El análisis se concentra en las llamadas “hyperscalers”, las grandes corporaciones tecnológicas que proveen infraestructura de nube a escala masiva, entre ellas Amazon, Alphabet, Apple, IBM, Meta, Microsoft y Oracle, más tres firmas chinas. Estas compañías concentrarían el 70% de los aproximadamente 3,4 billones de dólares proyectados en gasto de capital en IA hasta 2029.
El informe describe un fenómeno que denomina “financiamiento circular”: las mismas empresas del ecosistema de IA actúan simultáneamente como clientes, inversoras y financiadoras entre sí. Esta estructura crea interconexiones opacas y puede inflar artificialmente los ingresos reportados, desconectándolos de los fundamentos reales.
El FMI estimó que entre septiembre y diciembre de 2025, siete de los doce puntos porcentuales de ganancia acumulada en las acciones de las firmas del “círculo IA” se debieron a efectos de correlación interna dentro de ese círculo, lo que equivaldría a unos 40.000 millones de dólares de capitalización bursátil artificial.
El informe advierte que “la mayor interconexión derivada de estas estructuras de financiamiento circular agrava las preocupaciones sobre efectos de contagio sistémico si un shock adverso afecta incluso a una sola entidad”. Los canales de transmisión de shocks entre las firmas del círculo son multidireccionales y podrían generar una amplificación no lineal de los efectos negativos, que luego se propagaría al mercado más amplio dado el peso central de esas empresas.
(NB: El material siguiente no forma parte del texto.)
PR #115, opened 2024-05-10
update controller-gen

philbrookes:


maleck13:
does this need to match the version in kuadrant-operator? If not /lgtm

philbrookes:
> does this need to match the version in kuadrant-operator? If not /lgtm

no, no as far as I know.

philbrookes:
> > does this need to match the version in kuadrant-operator? If not /lgtm
> 
> no, no as far as I know.

actually, this is bringing it in line with [kuadrant-operator](https://github.com/Kuadrant/kuadrant-operator/blob/main/Makefile#L196) anyway.

PR #116, opened 2024-05-13
Update inmemory provider

mikenairn:
Update the inmemory provider to work more like aws and google providers when creating a managed zone. If an ID is specified in the spec it is expected that the zone should exist and return an error otherwise. Previously created managed zones should be retrieved using the ID in the status of the managed zone.

Update integration tests to use updated inmemory provider, ensure managedzone being created has no ID in the spec. Also updates the tests to load the provider via the factory instead of overriding the factory in the suite test.

Add a test that checks we get the expected provider error when trying to use a zone id that does not exist.

### DIFF
--- a/internal/controller/managedzone_controller_test.go
+++ b/internal/controller/managedzone_controller_test.go
@@ -19,11 +19,13 @@ limitations under the License.
 package controller
 
 import (
-	"context"
+	"time"
 
 	. "github.com/onsi/ginkgo/v2"
 	. "github.com/onsi/gomega"
+	. "github.com/onsi/gomega/gstruct"
 
+	v1 "k8s.io/api/core/v1"
 	"k8s.io/apimachinery/pkg/api/errors"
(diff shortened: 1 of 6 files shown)


internal/controller/managedzone_controller_test.go
```diff
@@ -100,5 +105,68 @@ var _ = Describe("ManagedZoneReconciler", func() {
 			Expect(err).To(HaveOccurred())
 			Expect(err.Error()).To(ContainSubstring("spec.domainName in body should match"))
 		})
+
+		It("managed zone should not become ready with a spec.ID that does not exist", func() {
+			//Create a managed zone with no spec.ID
+			Expect(k8sClient.Create(ctx, managedZone)).To(Succeed())
+			Eventually(func(g Gomega) {
```
maleck13, line 112: ok so this is covering if a zone has no id it will get created 👍

maleck13 (approved):

PR #126, opened 2024-05-15
Add verify generate and gomod

mikenairn:
[Add verify generate and go.mod make targets](https://github.com/Kuadrant/dns-operator/pull/126/commits/9877b7de4626d747ff1b085cd250ded82ef8d0c7)

Add new make targets to verify that `make generate` and `go mod tidy` have been executed against the current code and the results committed.
Add verify-generate and verify-go-mod jobs to CI github workflow.

### DIFF
--- a/.github/workflows/ci.yaml
+++ b/.github/workflows/ci.yaml
@@ -98,6 +98,38 @@ jobs:
       - name: Run make verify-imports
         run: |
           make verify-imports
+  verify-generate:
+    name: Verify generate
+    runs-on: ubuntu-latest
+    steps:
+      - name: Set up Go 1.21.x
+        uses: actions/setup-go@v5
+        with:
+          go-version: 1.21.x
+          cache: false
+        id: go
+      - name: Check out code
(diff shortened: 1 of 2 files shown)


.github/workflows/ci.yaml
```diff
@@ -98,6 +98,38 @@ jobs:
       - name: Run make verify-imports
         run: |
           make verify-imports
+  verify-generate:
```
pehala, line 101: I see you have a `verify-all` target, could all of these steps be replaced with just running that?

mikenairn: Meh, maybe, maybe not, tbh that only got added and will exit on the first error so wouldn't be ideal. Also i think it it is preferable to see all these as separate checks on the PR:

image

pehala: You could use `make -k verify-all` to mitigate that. I see a few small advantages of doing it that way (quicker run, no need to update actions if check is added) but it is just a preference thing

philbrookes (approved):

El organismo proyecta que el gasto total de las hyperscalers en IA podría superar los 3,4 billones de dólares hasta 2029, un nivel que excede sus flujos de caja actuales. Para cubrir esa brecha, estas empresas ya emitieron más de 100.000 millones de dólares en bonos desde enero de 2025. Si la vida útil real de los chips y las GPUs —el componente más costoso de la infraestructura de IA— resultara ser de tres años en lugar de los siete que reflejan las depreciadaciones contables actuales, el margen operativo agregado de las hyperscalers caería más de nueve puntos porcentuales. En el escenario más severo analizado por el FMI, ese margen quedaría completamente eliminado y la deuda total del sector podría crecer de los 800.000 millones actuales a más de un billón de dólares.
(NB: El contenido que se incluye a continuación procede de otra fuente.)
PR #135, opened 2024-05-20
add watch and ns config

### LINKED ISSUE #82: managed-zone events not triggering DNS Record reconciliation
When a managed zone is updated, created or deleted any DNS Records that reference it, should reconcile.

maleck13:
fixes #82 

- Add a watch on ManagedZones in the DNSRecord controller
- Add watch namespace env var to allow specifying which namespace to watch

**Verification**

- set ```WATCH_NAMESPACES=dnstest```
- start controller
- create zone in default ns (note it is not reconciled)
- create zone in dnstest (it is reconciled)
- create dnsrecord in dnstest (it is reconciled)
- add label to managedzone see dnsrecord is reconciled when MZ is updated

### DIFF
--- a/internal/controller/dnsrecord_controller.go
+++ b/internal/controller/dnsrecord_controller.go
@@ -32,6 +32,7 @@ import (
 	ctrl "sigs.k8s.io/controller-runtime"
 	"sigs.k8s.io/controller-runtime/pkg/client"
 	"sigs.k8s.io/controller-runtime/pkg/controller/controllerutil"
+	"sigs.k8s.io/controller-runtime/pkg/handler"
 	"sigs.k8s.io/controller-runtime/pkg/log"
 	"sigs.k8s.io/controller-runtime/pkg/reconcile"
 	externaldnsendpoint "sigs.k8s.io/external-dns/endpoint"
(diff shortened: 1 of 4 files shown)


philbrookes:
> Does this mean that DNSOperator will only reconcile ManagedZones in one namespace, i.e. you can no longer have DNSPolicies in multiple namespace?

this change is only intended for use in tests. As I understand it, this will not be used in production.

maleck13:
@pehala by default it will still watch all namespaces. This is so we can install many dnsoperators in a single cluster and have a large scale test without needing hundreds of clusters

philbrookes (approved):

maleck13:
I have come up with a test for proving dns records are re-reconciled when the zone is changed. So will add that before merging

maleck13:
@philbrookes @mikenairn added a test to that. Starts with broken mz and good dnsrecord. Fix mz and assert dnsrecord also reconciled into correct state

internal/controller/dnsrecord_controller.go
```diff
@@ -186,6 +187,23 @@ func (r *DNSRecordReconciler) SetupWithManager(mgr ctrl.Manager, requeueIn, vali
...
+				return toReconcile
+			}
+			for _, record := range records.Items {
+				if record.Spec.ManagedZoneRef.Name == o.GetName() {
+					logger.Info("managed zone updated", "managedzone", o.GetNamespace()+"/"+o.GetName(), "enqueuing dnsrecord ", record.GetName())
+					toReconcile = append(toReconcile, reconcile.Request{NamespacedName: client.ObjectKeyFromObject(&record)})
+				}
+			}
+			return toReconcile
+		})).
```
mikenairn, line 206: Would setting an ownerRef on the DNSRecord and using `Owns` achieve the same?

maleck13: Sounds reasonable 👍

PR #140, opened 2024-05-27
prepare-release: release-0.3

philbrookes:


bundle/manifests/dns-operator.clusterserviceversion.yaml
```diff
@@ -55,14 +55,14 @@ metadata:
...
-    createdAt: "2024-05-10T10:23:31Z"
+    containerImage: quay.io/kuadrant/dns-operator:release-0.3
+    createdAt: "2024-05-27T10:26:10Z"
     description: A Kubernetes Operator to manage the lifecycle of DNS resources
     operators.operatorframework.io/builder: operator-sdk-v1.33.0
     operators.operatorframework.io/project_layout: go.kubebuilder.io/v4
     repository: https://github.com/kuadrant/dns-operator
     support: kuadrant
-  name: dns-operator.v0.0.0
+  name: dns-operator.v0.3.0-dev
```
pehala, line 65: why the -dev suffix? I think we do not use it anywhere else

mikenairn: The dev suffix is intended to reflect the fact it's not a final release yet as per https://github.com/Kuadrant/dns-operator/blob/main/docs/RELEASE.md#new-majorminor-version

If you have no intention of doing any bug fixes or testing prior to publishing the final release you can skip to step 6 of that doc and create the final version.

mikenairn:
We don't want to merge this back to main, it should be getting pushed to a new release branch

bundle/manifests/dns-operator.clusterserviceversion.yaml
pehala: Ahh ok, so basically `-dev` equals `-rc`. Thanks for explaining

PR #142, opened 2024-05-28
feat: Add providers startup flag

### LINKED ISSUE #105: Add option for supported dns providers
**What**

Add an option to the dns operator startup flags that allows the configuration of what dns providers are supported (e.g. --supported-providers=aws,gcp). This should restrict what providers will be allowed to be loaded by the [provider factory](https://github.com/Kuadrant/dns-operator/blob/main/internal/provider/factory.go#L79).

Default to not include testing providers.

**Why**

Some providers probably don't want to be enabled in all environments, [inmemory](https://github.com/Kuadrant/dns-operator/pull/103) for example should probably be disabled by default and only enabled in the dev/test environments. It would also allow us to gradually introduce new providers such as Azure.

mikenairn:
closes #105 

Add a new flag to the controller startup that determines what providers are enabled, if none are specified the list of registered default providers is used.

```
$ go run ./cmd/main.go --provider google,inmemory --provider aws
2024-05-28T17:29:15+01:00       INFO    setup   init provider factory   {"providers": ["google","inmemory","aws"]}
2024-05-28T17:29:15+01:00       INFO    setup   starting manager
....

$ go run ./cmd/main.go --provider aws
2024-05-28T17:32:28+01:00       INFO    setup   init provider factory   {"providers": ["aws"]}
2024-05-28T17:32:28+01:00       INFO    setup   starting manager
....

$ go run ./cmd/main.go
2024-05-28T17:32:48+01:00       INFO    setup   init provider factory   {"providers": ["google","aws"]}
2024-05-28T17:32:48+01:00       INFO    setup   starting manager
....
```

The provider factory is updated to take a list of providers that are enabled and ensures that only providers in this list can be loaded via the factory methods. Providers themselves optionally register themselves as "default" providers, in the case where no providers are specified these providers are enabled in the factory.


internal/provider/inmemory/inmemory.go
```diff
@@ -91,5 +91,7 @@ func (i InMemoryDNSProvider) ProviderSpecific() provider.ProviderSpecificLabels
 // Register this Provider with the provider factory
 func init() {
 	client = inmemory.NewInMemoryClient()
-	provider.RegisterProvider("inmemory", NewProviderFromSecret)
+	//ToDo mnairn: This is temporarily being registered as a default to allow time for compatibility changes to be made
+	// to the kuadrant operator dev/test deployment.
+	provider.RegisterProvider("inmemory", NewProviderFromSecret, true)
```
philbrookes, line 96: so once this merges, we can set the startup value in kuadrant to include `inmemory`, and then change this to false?

philbrookes (approved):
looks good, just want to make sure I've understood why inmemory is set to a default provider.

internal/provider/inmemory/inmemory.go
mikenairn: Exactly. If i set this to false now, which is what we really want it to be, it will potentially break the inmemory provider in the[ kuadrant operator tests ](https://github.com/Kuadrant/kuadrant-operator/pull/658) until it's updated. That said, that's not merged yet :thinking: , i could just make those changes as part of that PR after this is merged.

mikenairn: Change of plan, will merge this first as we want it and update the kuadrant operator PR accordingly. Set this to false now, default is only "aws" and "google" now.

Issue #118, opened 2024-05-14
Add a Grafana Dashboard focused around engineering concerns


maleck13:
**What**

Add a specific dashboard that shows important information from an engineering (platform and us) perspective around what the DNS operator is doing. 

- Requests to external DNS providers (success, ratelimited etc)
- State of a given dns record (IE is it ready/ still trying to be validated/ is it in a conflicted state etc)
- Number of reconciles for a given DNSRecord or Managed zone 
- Total number of DNSRecords and Managed Zones 

Other important things

Issue #117, opened 2024-05-14
Add audit logs for actions taken against a given zone


maleck13:
**What**

With multiple DNS controllers and even with just a single one, in order to debug and be able to understand what happened with a given zone we should ensure we some structured logging in place that uses the 
zoneid, 
DNSName
the cluster / owner id, 
the DNSPolicy (name and namespace that triggered the change (poss has to be done in kuadrant operator or could be covered by ownerid?). There could be optional meta data added by the DNSPolicy controller that if present should make it into logs?
The event that triggered it, the action taken and the resulting response. 

Ideally the outcome would be a set of logs that could be sent to a centralised logging system and then interrogated to understand what happened to a given zone by any controller instance that acted on it 

**use case**

I want to be able to diagnose and understand the set of actions taken in my DNS provider by the Kuadrant dns operator for a given zone or dns name. I want to be able to filter down in the logs to just actions taken against the dns provider that would have impacted the records in a given zone.

**Done**

- [ ] Log metadata defined and documented
- [ ] Logging reviewed in the controllers and providers updated 
- [ ] Logs tested in an aggregator for ability to filter down and find useful information
- [ ] Have a think about how to ensure logs have correct meta data (key values) (https://grafana.com/docs/loki/latest/query/logcli/)

maleck13:
@makslion I believe this is in review now?

makslion:
> @makslion I believe this is in review now?

I still consider it to be WIP. I'll move it to the "in review" once I'll be confident in changes. Right now I'm just looking for a feedback

philbrookes:
https://github.com/Kuadrant/dns-operator/pull/197

PR #152, opened 2024-06-04
chore: Consistent/Improved logging

### LINKED ISSUE #124: Update logging of external-dns code
**What**

We currently have code copied and modified from external-dns which uses the logrus logger. We don't really want to change this since we hope to eventually remove it , but we do need all the logs it produces to go through the same logger as everything else in the dns operator.

**How**

Use a hook and catch all logrus logs and pass them to the dns operator logs?

mikenairn:
closes #124 

[external-dns: Remove logrus logger](https://github.com/Kuadrant/dns-operator/commit/55bf01a274f7e927afba9d03a9fbada88d8f8050)

Removes the use of logrus in all external-dns code in favour of setting a `logr.Logger` on all objects.

Constructors are used throughout to create new instances of components (plan, registry and providers), with each requiring the current context,  retrieving a logger instance from it with an appropriate logger name added where required.

[chore: Consistent/Improved logging](https://github.com/Kuadrant/dns-operator/commit/c4d27a924e6885a9d376239ec1bcdd759d781713)

Construct logger in `Reconcile` functions (DNSRecord and ManagedZone), naming each appropriately, and ensure it is used by all logging statements throughout the call stack for the request.

Initialise external-dns components (registry, plan and providers) using correct context to ensure the appropriate logger is used internally. Removes all references to logrus logger.


internal/controller/managedzone_controller.go
```diff
@@ -156,7 +157,7 @@ func (r *ManagedZoneReconciler) Reconcile(ctx context.Context, req ctrl.Request)
 	if err != nil {
 		return ctrl.Result{}, err
 	}
-	log.Log.Info("Reconciled ManagedZone", "managedZone", managedZone.Name)
+	logger.Info("Reconciled ManagedZone")
```
philbrookes, line 160: why don't we need the managedzone name here, but we do need it in some of the others?

philbrookes: like here: https://github.com/Kuadrant/dns-operator/pull/152/files#diff-5882be9025c1bbbef34525f6ffba174154eaac4c288cd24fb8ebb968a287bf84R220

Otro canal de riesgo vinculado a la IA se da a través del crédito privado. El FMI señala que aproximadamente un quinto de todos los préstamos de direct lending están concentrados en el sector del software. La tesis de que la IA generativa reduce barreras de entrada y acelera la comoditización del software —erosionando los márgenes de los incumbentes— llevó a inversores a reconsiderar la solidez de los flujos de ingresos que respaldan esa deuda. Con una porción relevante de préstamos del sector con vencimientos antes de 2028, el riesgo de refinanciamiento está en el centro de la preocupación.
Ante este panorama, el FMI instó a los reguladores a tratar tanto la ciberseguridad como la concentración en activos vinculados a la IA como prioridades de estabilidad financiera, y no como asuntos meramente técnicos u operativos. El organismo recomendó aplicar pruebas de tensión y análisis de escenarios a bancos e instituciones financieras no bancarias para evaluar su exposición al crédito corporativo en el sector tecnológico, mejorar la transparencia sobre las estructuras de financiamiento circular, y cerrar las brechas de datos que dificultan la supervisión.
En materia cibernética, el organismo subrayó la necesidad de fortalecer los protocolos de notificación de incidentes, desarrollar procedimientos de respuesta y recuperación, y extender la responsabilidad de la gestión de la ciberseguridad a los máximos niveles de gobierno de las instituciones financieras. La cooperación internacional, remarcó el FMI, es condición necesaria para que esas medidas sean efectivas.